With increasing building energy consumption, the use of phase change materials (PCMs) to store energy becomes particularly important. However, relatively complex packaging technology, high cost and unstable thermal performance constrain the use of PCMs in the field of building energy efficiency. In this study, co-soluble hydrous salt/fly ash composite PCMs (FA composite PCMs) were prepared by straight dipping using the relatively inexpensive sodium sulfate dehydrate (Na2SO4 center dot 10H(2)O) as the primary phase change energy storage agent and solid waste fly ash (FA) as a carrier material. The FA composite PCMs were fabricated with an optimal mass ratio of PCMs: FA = 1.7:1. The PCM's chemical characteristics, morphology and thermal properties were systematically detected. It is shown that PCMs adsorbed to FA belong to physical adsorption according to FTIR and XRD analysis results.
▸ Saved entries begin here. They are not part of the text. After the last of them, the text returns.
PR #2640, opened 2023-08-17
[WNMGDS-2369] Id update set 2

pwolfert:
## Summary

One of several PRs into https://github.com/CMSgov/design-system/pull/2633, this PR updates the following components:

- All components that use form labels

### DIFF
--- a/packages/design-system/src/components/MonthPicker/MonthPicker.tsx
+++ b/packages/design-system/src/components/MonthPicker/MonthPicker.tsx
@@ -8,6 +8,7 @@ import classNames from 'classnames';
 import { NUM_MONTHS, getMonthNames } from './getMonthNames';
 import { fallbackLocale, getLanguage, t } from '../i18n';
 import { FormFieldProps, FormLabel, useFormLabel } from '../FormLabel';
+import useId from '../utilities/useId';
 
 const monthNumbers = (() => {
   const months = [];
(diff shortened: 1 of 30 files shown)


packages/design-system/src/components/MonthPicker/MonthPicker.tsx
```diff
@@ -169,6 +172,7 @@ export const MonthPicker = (props: MonthPickerProps) => {
                 type="checkbox"
                 value={i + 1}
                 label={month}
+                id={`${id}__choice--${i + 1}`}
```
zarahzachz, line 175: like that the id kinda aligns with the number month it is

packages/design-system/src/components/PrivacySettingsDialog/__snapshots__/PrivacySettingsTable.test.jsx.snap
```diff
@@ -398,7 +398,7 @@ Object {
             >
               <legend
                 class="ds-c-label"
-                id="field_2-label"
+                id="choice-list--2__label"
               >
                 <span
```
zarahzachz, line 403: 🤔 this empty span doing nothing looks sus (unrelated to your work). should probably be removed in another ticket?

zarahzachz (approved):

packages/design-system/src/components/PrivacySettingsDialog/__snapshots__/PrivacySettingsTable.test.jsx.snap
pwolfert: I actually think this might be fixed in the hint text updates that are currently in a feature branch

PR #3348, opened 2024-12-06
[WNMGDS-3057] Introduce the Shadow DOM to components that need it

pwolfert:
## Summary

The whole reason we were selectively introducing the Shadow DOM in our web components was to fix issues with Angular. This pull request fixes Angular event bindings on nested web components for most of the container-like web components by adding the Shadow DOM to the following web components:

- `<ds-accordion>` and `<ds-accordion-item>`
- `<ds-alert>`
- `<ds-drawer>`
- `<ds-modal-dialog>`
- `<ds-review>`

## How to test

1. You can run the web component unit tests.
2. You can test these in Storybook to make sure they still work as expected.

Note that the updates to the example projects will come in another PR.


packages/design-system/src/components/web-components/ds-accordion/ds-accordion.test.tsx
```diff
@@ -1,35 +1,28 @@
...
+    const accordion = shadowRoot.querySelector('.ds-c-accordion');
     expect(accordion.classList).toContain('ds-u-test');
   });
 
   it('renders ds-c-accordion--bordered class when a bordered prop is set', () => {
-    const { container } = renderAccordion({ bordered: 'true' });
-    const accordion = container.querySelector('.ds-c-accordion');
+    const { shadowRoot } = renderAccordion({ bordered: 'true' });
+    const accordion = shadowRoot.querySelector('.ds-c-accordion');
     expect(accordion.classList).toContain('ds-c-accordion--bordered');
```
tamara-corbalt, line 26: Do you think it would be worthwhile to also assert that an `accordion-item` child receives the correct `ds-c-accordion__content--bordered` style when the parent accordion has the bordered prop set?

jack-ryan-nava-pbc (approved):

packages/design-system/src/components/web-components/ds-accordion/ds-accordion.test.tsx
pwolfert: Oh good catch! I never added any unit tests related to that functionality

pwolfert: Oh dang! Adding a unit test caught a bug. The `ds-accordion` component doesn't have a wrapper component that parses the `bordered` attribute into a boolean, so even values of `bordered="false"` give it a border!

pwolfert: I think it's not happening in Storybook because it uses a boolean control in Storybook and ends up providing the component with a real boolean value in the web component that is rendered by Preact (which is not an expected real-world scenario)

tamara-corbalt (approved):
Looks good!

PR #3349, opened 2024-12-07
[WNMGDS-3057] Update example projects for Shadow-DOM changes

pwolfert:
## Summary

- Updated example projects for Shadow-DOM changes
- Updated the Angular example to showcase the fixes to Angular event binding on nested elements (the whole reason for this feature branch)

## How to test

1. Run the example projects (not that the CDN examples won't work because the changes haven't been released to the CDN)


jack-ryan-nava-pbc (approved):
Weird that the modal doesn't seem to be rendering properly in the snapshots but that seems like a separate issue. Approve!

pwolfert:
@jack-ryan-nava-pbc, that's because these snapshots are of the CDN example, and the new code hasn't been released to the CDN yet

PR #3350, opened 2024-12-09
[WNMGDS-3143] Fix `analytics={false}` being passed in `ds-modal-dialog`

pwolfert:
## Summary

- Fixes `analytics={false}` being passed in `ds-modal-dialog`.
  - Note that we should probably change `parseBooleanAttr` to behave in a more expected way and audit our existing use of it.
- Applies our standard `onAnalyticsEvent` handler [so our proxy function doesn't override our default analytics function](https://github.com/CMSgov/design-system/pull/3296)

## How to test

1. Turn on analytics logging in Storybook and open the dialog in the `ds-modal-dialog` stories. It should log those events to the Actions tab and the console.
2. Run the new unit tests

## Checklist


packages/design-system/src/components/web-components/ds-modal-dialog/ds-modal-dialog.tsx
```diff
@@ -53,14 +54,14 @@ const Wrapper = ({
     isOpen={parseBooleanAttr(isOpen)}
     size={isPossibleValue(size, availableSizes) ? size : undefined}
     {...otherProps}
-    analytics={parseBooleanAttr(analytics)}
+    analytics={analytics === undefined ? undefined : analytics !== 'false'}
```
jack-ryan-nava-pbc, line 57: Seems like we should consider whether we want analytics to be opt-in, or on by default. Seems like we've been doing on by default, which is why this fails, right?

jack-ryan-nava-pbc: Opt in meaning that users have to pass true to turn on analytics, just to be explicit. If opt in were the case, would they need to supply additional configuration info, or could they use the defaults provided by the config function?

jack-ryan-nava-pbc (approved):
Works locally! Some thoughts and approve!

packages/design-system/src/components/web-components/ds-modal-dialog/ds-modal-dialog.tsx
pwolfert: This line change makes it behave like our React components behave, where providing a value for `analytics` (whether `true` or `false`) overrides the application-level default. We do actually require teams to opt in, but they can either opt in at the application level by calling `config()` and changing the per-component settings or by passing `analytics={true}` to a particular instance of a component.

pwolfert: That is, this should now accurately reflect the [analytics setting behavior we describe here](https://design.cms.gov/components/analytics/?theme=core#turning-it-on-and-off)

pwolfert: I just noticed that the code looks different for [ds-alert and ds-button](https://github.com/CMSgov/design-system/blob/pwolfert/fix-ds-modal-dialog-analytics/packages/design-system/src/components/web-components/ds-alert/ds-alert.tsx#L28) but it should have roughly the same result. Maybe I should change it here to be consistent, though.

PR #3351, opened 2024-12-10
[WNMGDS-3047] Adds test coverage when async data fetching with Autocomplete

kim-cmsds:
## Summary

- https://jira.cms.gov/browse/WNMGDS-3047
- Adds a new story and unit test that demonstrates what happens when fetching async data and while supplying a default list of options to `<Autocomplete />`

## How to test

1. Pull down the branch, run storybook, and take a look at the "Async Items" [story](http://localhost:6006/?path=/story/components-autocomplete--async-items)

## Checklist

- [x] Verified that running both `yarn test:unit` and `yarn test:browser:all` were each successful
- [x] If necessary, updated unit-test snapshots (`yarn test:unit:update`) and browser-test snapshots (`yarn test:browser:all:update`)


tests/browser/snapshots/stories/components-autocomplete--async-items-cmsgov--webkit.png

Confined in the microspores of fly ash, the phase separation phenomenon of FA composite PCMs is largely eliminated, and its undercooling has also been a certain degree of relief. In addition, the FA composite PCMs exhibit good thermal properties; for example, the latent heat reaches 106.9 J/g with a melting temperature of 25.3 degrees C and remains at 87.1 J/g even after 100 thermal cycles. Moreover, the FA composite PCMs exhibit excellent environmental sustainability evaluated using a new simple approach. Finally, no leakage was observed in the FA composite PCMs during the solid-liquid phase transition.